SOAPam Server: Certificate installation page returns HTTP 403 Forbidden error

Summary

An issue exists in SOAPam^© Server  that causes the Control Panel certificate installation pages to return an HTTP 403 Forbidden error upon form submission. This is due to an issue with the XSRF protection feature introduced in version 3.1.8.

Advisory Release Date

Jan 31, 2021

Affected Versions

• 3.1.8

Fixed Versions

• 3.1.8.2

Status

A hotfix is available for this issue.

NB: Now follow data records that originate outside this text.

PR #20, opened 2015-10-07
ComputedFolder

jglick:
A new API for folders whose contents are determined algorithmically rather than by direct user modification.

- [X] baseline update
- [x] add `ComputedFolder`
- [x] make `ComputedFolder` extend `AbstractFolder`
- [x] redesign API
- [x] define `OrphanedItemStrategy`
- [x] `PeriodicFolderTrigger`
- [x] `Cron`
- [x] `List<Trigger> triggers`
- [x] `ThrottleComputationQueueTaskDispatcher`
- [x] narrow type of `FolderComputation.getParent`

@reviewbybees esp. @stephenc


tfennelly:
Is all the new code (`ComputedFolder` etc) coming from somewhere else? Are there tests?

jglick:
Yes and yes.

stephenc:
looks :bee: so far

rsandell:
:bee:

src/main/java/com/cloudbees/hudson/plugins/folder/AbstractFolder.java
```diff
@@ -0,0 +1,746 @@
...
+        Jenkins.checkGoodName(newName);
+
+        String blocker = renameBlocker();
+        if (blocker != null) {
+            rsp.sendRedirect("rename?newName=" + URLEncoder.encode(newName, "UTF-8") + "&blocker=" + URLEncoder.encode(blocker, "UT-8"));
+            return;
+        }
+
+        renameTo(newName);
+        rsp.sendRedirect2("../" + newName);
```
amuniz: `../`? Why not `newName` (realtive) directly?

src/main/java/com/cloudbees/hudson/plugins/folder/AbstractFolderProperty.java
```diff
@@ -0,0 +1,103 @@
...
+
+/**
+ * Property potentially applicable to any {@link AbstractFolder}.
+ * @since FIXME
+ */
+public abstract class AbstractFolderProperty<C extends AbstractFolder<?>> extends AbstractDescribableImpl<AbstractFolderProperty<?>> implements ExtensionPoint, ReconfigurableDescribable<AbstractFolderProperty<?>> {
+
+    /**
+     * The {@link AbstractFolder} object that owns this property.
+     * This value will be set by the Hudson code.
```
amuniz: Jenkins, no?

src/main/java/com/cloudbees/hudson/plugins/folder/AbstractFolder.java
```diff
@@ -0,0 +1,746 @@
...
+
+    private transient /*almost final*/ ViewGroupMixIn viewGroupMixIn;
+
+    private DescribableList<FolderHealthMetric,FolderHealthMetricDescriptor> healthMetrics;
+
+    private FolderIcon icon;
+
+    /** Subclasses should also call {@link #init}. */
+    protected AbstractFolder(ItemGroup parent, String name) {
+        super(parent, name);
```
amuniz: Why not calling `init` here too?

src/main/java/com/cloudbees/hudson/plugins/folder/Folder.java
```diff
@@ -163,235 +101,58 @@
...
-     */
-    private volatile String primaryView;
-
-    private transient /*almost final*/ ViewGroupMixIn viewGroupMixIn;
-
-    private DescribableList<FolderHealthMetric,FolderHealthMetricDescriptor> healthMetrics;
-
     public Folder(ItemGroup parent, String name) {
         super(parent, name);
         init();
```
amuniz: It could be moved to `AbstractFolder` since it must be called by all subclasses.

amuniz: Oh, it's overridden here, never mind.

src/main/java/com/cloudbees/hudson/plugins/folder/computed/ComputedFolder.java
```diff
@@ -0,0 +1,439 @@
...
+
+    public boolean isBuildable() {
+        return true;
+    }
+
+    @RequirePOST
+    public HttpResponse doBuild(@QueryParameter TimeDuration delay) {
+        checkPermission(BUILD);
+        if (!isBuildable()) {
+            throw HttpResponses.error(SC_INTERNAL_SERVER_ERROR, new IOException(getFullName() + " cannot be indexed"));
```
amuniz: ` cannot be computed` would be more coherent.

src/main/java/com/cloudbees/hudson/plugins/folder/computed/DefaultOrphanedItemStrategy.java
```diff
@@ -0,0 +1,247 @@
...
+import java.util.List;
+import static java.util.logging.Level.FINE;
+import static java.util.logging.Level.FINER;
+import java.util.logging.Logger;
+import org.apache.commons.lang.StringUtils;
+import org.kohsuke.stapler.DataBoundConstructor;
+
+/**
+ * The default {@link OrphanedItemStrategy}.
+ * Trims dead items by the # of days or the # of jobs much like {@link LogRotator}.
```
amuniz: `# of jobs`? I don't see code doing anything based on number of jobs. Perhaps I'm missing something.

src/main/java/com/cloudbees/hudson/plugins/folder/computed/DefaultOrphanedItemStrategy.java
```diff
@@ -0,0 +1,247 @@
...
+
+    /**
+     * Our logger
+     */
+    private static final Logger LOGGER = Logger.getLogger(DefaultOrphanedItemStrategy.class.getName());
+
+    /**
+     * Should old branches be removed at all
+     */
+    private final boolean pruneDeadBranches;
```
amuniz: Why the term `branches` is used? They are `item`s AFAIU

src/main/java/com/cloudbees/hudson/plugins/folder/AbstractFolder.java
```diff
@@ -0,0 +1,746 @@
...
+                initViews(views);
+            } catch (IOException e) {
+                LOGGER.log(Level.WARNING, "Failed to set up the initial view", e);
+            }
+        }
+        if (viewsTabBar == null) {
+            viewsTabBar = new DefaultViewsTabBar();
+        }
+        if (primaryView == null) {
+            primaryView = views.get(0).getViewName();
```
tfennelly: I see earlier that `initViews` can fail and you fall through. Don't you need to check again if the `views` list `isEmpty`?

src/main/java/com/cloudbees/hudson/plugins/folder/computed/FolderCron.java
```diff
@@ -0,0 +1,140 @@
...
+    private final Field tabsField;
+
+    /**
+     * Constructor.
+     *
+     * @throws NoSuchFieldException
+     */
+    // instantiated by Jenkins
+    @SuppressWarnings("unused")
+    public FolderCron() throws NoSuchFieldException {
```
amuniz: Why not catching and ignore it? It is never going to be thrown (the `tabs` field was introduced in 1.312)

src/main/java/com/cloudbees/hudson/plugins/folder/AbstractFolder.java
tfennelly: I see later (in the `initViews` impl) that `AllView ` gets added and is probably guaranteed to create without an error. It's probably the `save` that fails?

src/main/java/com/cloudbees/hudson/plugins/folder/computed/ThrottleComputationQueueTaskDispatcher.java
```diff
@@ -0,0 +1,98 @@
...
+ */
+@SuppressWarnings("unused") // instantiated by Jenkins
+@Extension
+public class ThrottleComputationQueueTaskDispatcher extends QueueTaskDispatcher {
+    /**
+     * {@inheritDoc}
+     */
+    @Override
+    public CauseOfBlockage canRun(Queue.Item item) {
+        if (item.task instanceof ComputedFolder) {
```
amuniz: Could a `ComputedFolder` be concurrently indexed twice? I don't think so. Perhaps a check to avoid that would be in place.

amuniz:
:bee: (as far as I get it)

src/main/java/com/cloudbees/hudson/plugins/folder/AbstractFolder.java
```diff
@@ -0,0 +1,746 @@
...
+
+    @Override
+    public synchronized void doSubmitDescription(StaplerRequest req, StaplerResponse rsp) throws IOException, ServletException {
+        getPrimaryView().doSubmitDescription(req, rsp);
+    }
+
+    public void doConfigSubmit(StaplerRequest req, StaplerResponse rsp) throws IOException, ServletException, Descriptor.FormException {
+        checkPermission(CONFIGURE);
+
+        req.setCharacterEncoding("UTF-8");
```
tfennelly: I think a comment here would be useful as this looks a bit strange (setting the char encoding of the request).

src/main/java/com/cloudbees/hudson/plugins/folder/AbstractFolder.java
```diff
@@ -0,0 +1,746 @@
...
+    public void renameTo(String newName) throws IOException {
+        super.renameTo(newName);
+    }
+
+    @Override
+    public synchronized void doSubmitDescription(StaplerRequest req, StaplerResponse rsp) throws IOException, ServletException {
+        getPrimaryView().doSubmitDescription(req, rsp);
+    }
+
+    public void doConfigSubmit(StaplerRequest req, StaplerResponse rsp) throws IOException, ServletException, Descriptor.FormException {
```
tfennelly: `@Restricted(DoNotUse.class)` ?

src/main/java/com/cloudbees/hudson/plugins/folder/AbstractFolder.java
```diff
@@ -0,0 +1,746 @@
...
+            rsp.sendRedirect("rename?newName=" + URLEncoder.encode(newName, "UTF-8"));
+        } else {
+            if (namingStrategy.isForceExistingJobs()) {
+                namingStrategy.checkName(name);
+            }
+            FormApply.success(".").generateResponse(req, rsp, this);
+        }
+    }
+
+    protected void submit(StaplerRequest req, StaplerResponse rsp) throws IOException, ServletException, Descriptor.FormException {}
```
tfennelly: `@Restricted(DoNotUse.class)` ?

src/main/java/com/cloudbees/hudson/plugins/folder/AbstractFolder.java
```diff
@@ -0,0 +1,746 @@
...
+
+    // TODO boilerplate like this should not be necessary: JENKINS-22936
+    @RequirePOST
+    public void doDoRename(StaplerRequest req, StaplerResponse rsp) throws IOException, ServletException {
```
tfennelly: `@Restricted(DoNotUse.class)` ?

src/main/java/com/cloudbees/hudson/plugins/folder/computed/ChildObserver.java
```diff
@@ -0,0 +1,61 @@
...
+     */
+    public abstract boolean mayCreate(String name);
+
+    /**
+     * Notify the observer that you did create a new child.
+     * @param child a newly constructed child item; do not call {@link Item#onCreatedFromScratch} and try to avoid calls to {@link Item#save}
+     */
+    public abstract void created(I child);
+
+}
```
tfennelly: The `shouldUpdate` and `mayCreate` methods don't really sound like event methods (events that an "observer" might be interested in). Should they be somewhere else, or should `ChildObserver` be called something else?

tfennelly:
:bee: insofar as I get it (it's a monster).

src/main/java/com/cloudbees/hudson/plugins/folder/AbstractFolder.java
stephenc: AIUI there are two paths. Either the new instance is created before XStream injects the field values from the persisted form and then `onLoad` gets called, or the new instance is created and then `onCreatedFromScratch` gets called. In an ideal world we would have a separate constructor for the `onLoad` case and it would be ok to call `init()` here but the way Jenkins works we have to call `init()` from the `onCreatedFromScratch`, `onCopiedFrom` and `onLoad` methods so that the field values are correctly populated first

src/main/java/com/cloudbees/hudson/plugins/folder/AbstractFolder.java
```diff
@@ -0,0 +1,746 @@
...
+
+    @Override
+    public void onLoad(ItemGroup<? extends Item> parent, String name) throws IOException {
+        super.onLoad(parent, name);
+        init();
+        final Thread t = Thread.currentThread();
+        String n = t.getName();
+        try {
+            if (items ==null) {
+                // when Jenkins is getting reloaed, we want children being loaded to be able to find
```
stephenc: typo in `reloaed` also is the comment still valid? Does `loadChildren` respect the existing entries?

src/main/java/com/cloudbees/hudson/plugins/folder/AbstractFolder.java
stephenc: because this is from `.../jobs/oldName/rename` and we want to redirect to `.../jobs/newName` not `.../jobs/oldName/newName`

stephenc:
:bee:

src/main/java/com/cloudbees/hudson/plugins/folder/AbstractFolder.java
jglick: Yeah there is no good way to handle overridable methods to be called from Java constructors. My IDE at least will warn you if you seem to have gotten it wrong.

src/main/java/com/cloudbees/hudson/plugins/folder/computed/DefaultOrphanedItemStrategy.java
jglick: Right, but the very existence of this field is provisional—I would like to delete it. If we are going to keep full settings compatibility for historical multibranch projects (discussed elsewhere), this field name would need to remain.

src/main/java/com/cloudbees/hudson/plugins/folder/AbstractFolder.java
jglick: Yeah it is the `save` which could fail, in which case the field is still initialized.

src/main/java/com/cloudbees/hudson/plugins/folder/computed/FolderCron.java
jglick: If it were thrown, you would want things to break visibly because something is wrong, which rethrowing the exception from an `Extension` constructor accomplishes.

jglick: FYI, this and most other code in these PRs already existed for years, it is just being moved around.

src/main/java/com/cloudbees/hudson/plugins/folder/computed/ThrottleComputationQueueTaskDispatcher.java
jglick: `isConcurrentBuild` returns `false` which should prevent concurrent indexing for a _single_ folder. This QTD prevents concurrent indexing of more than five _different_ folders.

jglick: As usual, this is simply a generalization of code which already existed for `MultiBranchProject`.

src/main/java/com/cloudbees/hudson/plugins/folder/AbstractFolder.java
jglick: I have no idea. It used to be on `Folder`, I was just pulling some code up.

src/main/java/com/cloudbees/hudson/plugins/folder/AbstractFolder.java
jglick: No, this is a helper method, intended to be overridden (so yes used, in other plugins), not a web method.

src/main/java/com/cloudbees/hudson/plugins/folder/computed/ChildObserver.java
jglick: `shouldUpdate` actually indicates a potential event if it returns non-null (if the subclass cares, which in fact it does not); both that and `mayCreate` are basically setup for `created`, which is definitely an event method. If Java had algebraic types like Scala I would have written something like this (which probably does not compile since I do not really know Scala):

```scala
abstract class Status
case class Existing(item: I) extends Status
case class Duplicate extends Status
case class Create(callback: Callback) extends Status
abstract class Callback {
  def created(child: I): unit
}
def observe(name: String): Status
```

and then a folder would write something like

```scala
observer.observe(projectName) match {
  case Existing(item) => item.updateSomehow()
  case Duplicate => // never mind
  case Create(callback) => callback.created(new …)
}
```

src/main/java/com/cloudbees/hudson/plugins/folder/computed/DefaultOrphanedItemStrategy.java
amuniz: But once the class name has changed, is possible to keep backward compatibility in settings?

jglick: Yes, using `addCompatibilityAlias`; see `PeriodicFolderTrigger` for an example. The difficulty with `OrphanedItemStrategy` is that the former field referring to the former class also had a different name (`deadBranchStrategy`), and there is no simple way to rename fields. You can do it with some work with a `readResolve` method. I intended to put this off until there is agreement from @gusreiber on whether we even want to retain the same config UI as was previously used, or switch to a different style that would require a slightly more complex migration. Also until I find the time to write some `@LocalData` tests proving that the implementation works as intended.

stephenc:
:bee:

src/main/java/com/cloudbees/hudson/plugins/folder/AbstractFolder.java
```diff
@@ -0,0 +1,751 @@
...
+     * To add properties, use {@link #addProperty}.
+     */
+    public DescribableList<AbstractFolderProperty<?>,AbstractFolderPropertyDescriptor> getProperties() {
+        return properties;
+    }
+
+    @SuppressWarnings("rawtypes") // else setOwner will not compile
+    public void addProperty(AbstractFolderProperty p) throws IOException {
+        if (!p.getDescriptor().isApplicable(getClass())) {
+            throw new IllegalArgumentException(p.getClass().getName() + " cannot be applied to " + getClass().getName());
```
jglick: Note that this is stricter than the original version in `Folder`, which is a potential compatibility issue.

Once the hotfix is installed, the issue will no longer occur.

Hotfix Installation

Install the hotfix by following these steps:

1. Download the hotfix PAK file using the link below and transfer the file to your NonStop system using binary transfer.               
   • For TNS/E: hf3182e.pak
   • For TNS/X: hf3182x.pak
2. Unpak the hotfix PAK file, which contains the following files:               
   • SOAPAM - The SOAPAM process program file.
   • SOAPAMP - The SOAPAMP process program file (privileged version)
3. Stop any existing SOAPAM / SOAPAMP processes.
4. Replace the existing program files with the hotfix program files.
5. Restart the SOAPAM / SOAPAMP processes.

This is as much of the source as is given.